Collected data entries:
PR #473, opened 2022-04-13
[Bug 1749471] List options accepted by each translation target in glean_parser

perrymcmanis144:
@badboy ~tests seem to be failing locally for me; but they arent in any files I've changed~ chmod to the rescue

also the way I handled this is that if you use the --list-options flag ala

`glean_parser translate --list-options`

 it will show a paged view of them and then exit. This has the nicety of avoiding having to set a language target (which is normally required), however this is just how it makes sense to me. I could change this implementation to work as

`glean_parser translate -o output_loc/ -f lang --list-options`

it would show you only the options for that language.  Im open to suggestion as to which is more ergonomic.

### DIFF
--- a/glean_parser/__main__.py
+++ b/glean_parser/__main__.py
@@ -24,7 +24,10 @@ from . import validate_ping
 from . import translation_options
 
 
-@click.command()
+CONTEXT_SETTINGS = dict(help_option_names=["-h", "--help"])
+
+
+@click.command(context_settings=CONTEXT_SETTINGS)
 @click.argument(
     "input",
     type=click.Path(exists=False, dir_okay=False, file_okay=True, readable=True),
@@ -46,10 +49,13 @@ from . import translation_options
 @click.option(
     "--option",
     "-s",
-    help="backend-specific option. Must be of the form key=value",
+    help="Backend-specific option. Must be of the form key=value.\
+ Pass 'help' for valid options",
     type=str,
     multiple=True,
     required=False,
+    is_eager=True,
+    callback=translation_options.translate_options,
 )
 @click.option(
     "--allow-reserved",
@@ -75,14 +81,6 @@ from . import translation_options
     type=click.INT,
     required=False,
 )
-@click.option(
-    "--list-options",
-    is_flag=True,
-    default=False,
-    help="List valid options for target language",
-    is_eager=True,
-    callback=translation_options.translate_options,
-)
 def translate(
     input,
     format,
@@ -92,7 +90,6 @@ def translate(
     allow_missing_files,
     require_tags,
     expire_by_version,
-    list_options,
 ):
     """
     Translate metrics.yaml and pings.yaml files to other formats.
--- a/glean_parser/__main__.py
+++ b/glean_parser/__main__.py
@@ -21,6 +21,7 @@ from . import data_review as mod_data_review
 from . import lint
 from . import translate as mod_translate
 from . import validate_ping
+from . import translation_options
 
 
 @click.command()
@@ -73,6 +74,13 @@ from . import validate_ping
     help="Expire metrics by version, with the provided major version.",
     type=click.INT,
     required=False,
+)
+@click.option(
+    "--list-options",
+    is_flag=True,
+    help="List valid options for target language",
+    is_eager=True,
+    callback=translation_options.translate_options,
 )
 def translate(
     input,
--- a/glean_parser/__main__.py
+++ b/glean_parser/__main__.py
@@ -78,6 +78,7 @@ from . import translation_options
 @click.option(
     "--list-options",
     is_flag=True,
+    default=False,
     help="List valid options for target language",
     is_eager=True,
     callback=translation_options.translate_options,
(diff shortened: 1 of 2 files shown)


glean_parser/__main__.py
```diff
@@ -74,6 +75,14 @@
     type=click.INT,
     required=False,
 )
+@click.option(
+    "--list-options",
```
badboy, line 79: Any chance we can just make this part of the `--help` output? Having yet another option for this seems unexpected.

perrymcmanis144: for when you get back, I did some investigation and here's what I worked out:

- I _can_ hijack the help, but it's not so trivial. I was having loads of issue actually accessing the commands & even if I could I would have to programmatically build it but not so difficult. Kind of a time sink working out how to get the cli commands for the subcommand.
- In general help seems really hidden; it would be really nice if I could just chuck the extra text at the end. This is one of those cases where pip versus shipping a package is a real bummer. probably solvable with time
- I was able to enable -h for help easily
- I have removed --list-options & instead used that pattern such that if you type this command you will get the view in hopes this represents an ergonomic improvement over having two options

`glean_parser translate --options help`

glean_parser/translation_options.py
```diff
@@ -0,0 +1,51 @@
+import pydoc
+
+
+def translate_options(ctx, param, value):
+    text = """Target language options for Translate function
+
+These are backend specific and optional, provide as key:value
+
+Rust:
+- not used
```
badboy, line 10:
```suggestion
Rust: no options.
```

glean_parser/translation_options.py
```diff
@@ -0,0 +1,51 @@
...
+Swift:
```
badboy, line 11: Let's add a bit of spacing:

```suggestion

Swift:
```

glean_parser/translation_options.py
```diff
@@ -0,0 +1,51 @@
...
+- namespace: The namespace to generate metrics in
```
badboy, line 12: Further below you wrap names in backticks. Let's make it consistent.

glean_parser/translation_options.py
```diff
@@ -0,0 +1,51 @@
...
+- glean_namespace: The namespace to import Glean from
+- allow_reserved: When True, this is a Glean-internal build
+- with_buildinfo: If "true" the `GleanBuildInfo` is generated.
+        Otherwise generation of that file is skipped.
+        Defaults to "true".
+- build_date: If set to `0` a static unix epoch time will be used.
+        If set to a ISO8601 datetime string (e.g. `2022-01-03T17:30:00`)
+        it will use that date.
+        Other values will throw an error.
+        If not set it will use the current date & time.
```
badboy, line 22:
```suggestion
- `namespace`: The namespace to generate metrics in
- `glean_namespace`: The namespace to import Glean from
- `allow_reserved`: When True, this is a Glean-internal build
- `with_buildinfo`: If "true" the `GleanBuildInfo` is generated.
        Otherwise generation of that file is skipped.
        Defaults to "true".
- `build_date`: If set to `0` a static unix epoch time will be used.
        If set to a ISO8601 datetime string (e.g. `2022-01-03T17:30:00`)
        it will use that date.
        Other values will throw an error.
        If not set it will use the current date & time.
```

glean_parser/translation_options.py
```diff
@@ -0,0 +1,51 @@
...
+Kotlin:
```
badboy, line 23:
```suggestion

Kotlin:
```

glean_parser/translation_options.py
```diff
@@ -0,0 +1,51 @@
...
+- `namespace`: The package namespace to declare at the top of the
+        generated files. Defaults to `GleanMetrics`.
+- `glean_namespace`: The package namespace of the glean library itself.
+        This is where glean objects will be imported from in the generated
+        code.
+JavaScript:
```
badboy, line 29:
```suggestion

JavaScript:
```

glean_parser/translation_options.py
```diff
@@ -0,0 +1,51 @@
...
+        This option is mandatory when targeting Qt. Note that the version
+        string must only contain the major and minor version i.e. 0.14.
+- `with_buildinfo`: If "true" a `gleanBuildInfo.(js|ts)` file is generated.
+        Otherwise generation of that file is skipped. Defaults to "false".
+- `build_date`: If set to `0` a static unix epoch time will be used.
+        If set to a ISO8601 datetime string (e.g. `2022-01-03T17:30:00`)
+        it will use that date.
+        Other values will throw an error.
+        If not set it will use the current date & time.
+Markdown:
```
badboy, line 42:
```suggestion

Markdown:
```

glean_parser/translation_options.py
```diff
@@ -0,0 +1,51 @@
...
+- `project_title`: The projects title.
```
badboy, line 43:
```suggestion
- `project_title`: The project's title.
```

badboy (changes requested):
I like this option! A bit of formatting, then we can land this.

badboy (approved):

> **Work required**
Return all the data exactly as given.

> **Output of the exercise**
PR #473, opened 2022-04-13
[Bug 1749471] List options accepted by each translation target in glean_parser

perrymcmanis144:
@badboy ~tests seem to be failing locally for me; but they arent in any files I've changed~ chmod to the rescue

also the way I handled this is that if you use the --list-options flag ala

`glean_parser translate --list-options`

 it will show a paged view of them and then exit. This has the nicety of avoiding having to set a language target (which is normally required), however this is just how it makes sense to me. I could change this implementation to work as

`glean_parser translate -o output_loc/ -f lang --list-options`

it would show you only the options for that language.  Im open to suggestion as to which is more ergonomic.

### DIFF
--- a/glean_parser/__main__.py
+++ b/glean_parser/__main__.py
@@ -24,7 +24,10 @@ from . import validate_ping
 from . import translation_options
 
 
-@click.command()
+CONTEXT_SETTINGS = dict(help_option_names=["-h", "--help"])
+
+
+@click.command(context_settings=CONTEXT_SETTINGS)
 @click.argument(
     "input",
     type=click.Path(exists=False, dir_okay=False, file_okay=True, readable=True),
@@ -46,10 +49,13 @@ from . import translation_options
 @click.option(
     "--option",
     "-s",
-    help="backend-specific option. Must be of the form key=value",
+    help="Backend-specific option. Must be of the form key=value.\
+ Pass 'help' for valid options",
     type=str,
     multiple=True,
     required=False,
+    is_eager=True,
+    callback=translation_options.translate_options,
 )
 @click.option(
     "--allow-reserved",
@@ -75,14 +81,6 @@ from . import translation_options
     type=click.INT,
     required=False,
 )
-@click.option(
-    "--list-options",
-    is_flag=True,
-    default=False,
-    help="List valid options for target language",
-    is_eager=True,
-    callback=translation_options.translate_options,
-)
 def translate(
     input,
     format,
@@ -92,7 +90,6 @@ def translate(
     allow_missing_files,
     require_tags,
     expire_by_version,
-    list_options,
 ):
     """
     Translate metrics.yaml and pings.yaml files to other formats.
--- a/glean_parser/__main__.py
+++ b/glean_parser/__main__.py
@@ -21,6 +21,7 @@ from . import data_review as mod_data_review
 from . import lint
 from . import translate as mod_translate
 from . import validate_ping
+from . import translation_options
 
 
 @click.command()
@@ -73,6 +74,13 @@ from . import validate_ping
     help="Expire metrics by version, with the provided major version.",
     type=click.INT,
     required=False,
+)
+@click.option(
+    "--list-options",
+    is_flag=True,
+    help="List valid options for target language",
+    is_eager=True,
+    callback=translation_options.translate_options,
 )
 def translate(
     input,
--- a/glean_parser/__main__.py
+++ b/glean_parser/__main__.py
@@ -78,6 +78,7 @@ from . import translation_options
 @click.option(
     "--list-options",
     is_flag=True,
+    default=False,
     help="List valid options for target language",
     is_eager=True,
     callback=translation_options.translate_options,
(diff shortened: 1 of 2 files shown)


glean_parser/__main__.py
```diff
@@ -74,6 +75,14 @@
     type=click.INT,
     required=False,
 )
+@click.option(
+    "--list-options",
```
badboy, line 79: Any chance we can just make this part of the `--help` output? Having yet another option for this seems unexpected.

perrymcmanis144: for when you get back, I did some investigation and here's what I worked out:

- I _can_ hijack the help, but it's not so trivial. I was having loads of issue actually accessing the commands & even if I could I would have to programmatically build it but not so difficult. Kind of a time sink working out how to get the cli commands for the subcommand.
- In general help seems really hidden; it would be really nice if I could just chuck the extra text at the end. This is one of those cases where pip versus shipping a package is a real bummer. probably solvable with time
- I was able to enable -h for help easily
- I have removed --list-options & instead used that pattern such that if you type this command you will get the view in hopes this represents an ergonomic improvement over having two options

`glean_parser translate --options help`

glean_parser/translation_options.py
```diff
@@ -0,0 +1,51 @@
+import pydoc
+
+
+def translate_options(ctx, param, value):
+    text = """Target language options for Translate function
+
+These are backend specific and optional, provide as key:value
+
+Rust:
+- not used
```
badboy, line 10:
```suggestion
Rust: no options.
```

glean_parser/translation_options.py
```diff
@@ -0,0 +1,51 @@
...
+Swift:
```
badboy, line 11: Let's add a bit of spacing:

```suggestion

Swift:
```

glean_parser/translation_options.py
```diff
@@ -0,0 +1,51 @@
...
+- namespace: The namespace to generate metrics in
```
badboy, line 12: Further below you wrap names in backticks. Let's make it consistent.

glean_parser/translation_options.py
```diff
@@ -0,0 +1,51 @@
...
+- glean_namespace: The namespace to import Glean from
+- allow_reserved: When True, this is a Glean-internal build
+- with_buildinfo: If "true" the `GleanBuildInfo` is generated.
+        Otherwise generation of that file is skipped.
+        Defaults to "true".
+- build_date: If set to `0` a static unix epoch time will be used.
+        If set to a ISO8601 datetime string (e.g. `2022-01-03T17:30:00`)
+        it will use that date.
+        Other values will throw an error.
+        If not set it will use the current date & time.
```
badboy, line 22:
```suggestion
- `namespace`: The namespace to generate metrics in
- `glean_namespace`: The namespace to import Glean from
- `allow_reserved`: When True, this is a Glean-internal build
- `with_buildinfo`: If "true" the `GleanBuildInfo` is generated.
        Otherwise generation of that file is skipped.
        Defaults to "true".
- `build_date`: If set to `0` a static unix epoch time will be used.
        If set to a ISO8601 datetime string (e.g. `2022-01-03T17:30:00`)
        it will use that date.
        Other values will throw an error.
        If not set it will use the current date & time.
```

glean_parser/translation_options.py
```diff
@@ -0,0 +1,51 @@
...
+Kotlin:
```
badboy, line 23:
```suggestion

Kotlin:
```

glean_parser/translation_options.py
```diff
@@ -0,0 +1,51 @@
...
+- `namespace`: The package namespace to declare at the top of the
+        generated files. Defaults to `GleanMetrics`.
+- `glean_namespace`: The package namespace of the glean library itself.
+        This is where glean objects will be imported from in the generated
+        code.
+JavaScript:
```
badboy, line 29:
```suggestion

JavaScript:
```

glean_parser/translation_options.py
```diff
@@ -0,0 +1,51 @@
...
+        This option is mandatory when targeting Qt. Note that the version
+        string must only contain the major and minor version i.e. 0.14.
+- `with_buildinfo`: If "true" a `gleanBuildInfo.(js|ts)` file is generated.
+        Otherwise generation of that file is skipped. Defaults to "false".
+- `build_date`: If set to `0` a static unix epoch time will be used.
+        If set to a ISO8601 datetime string (e.g. `2022-01-03T17:30:00`)
+        it will use that date.
+        Other values will throw an error.
+        If not set it will use the current date & time.
+Markdown:
```
badboy, line 42:
```suggestion

Markdown:
```

glean_parser/translation_options.py
```diff
@@ -0,0 +1,51 @@
...
+- `project_title`: The projects title.
```
badboy, line 43:
```suggestion
- `project_title`: The project's title.
```

badboy (changes requested):
I like this option! A bit of formatting, then we can land this.

badboy (approved):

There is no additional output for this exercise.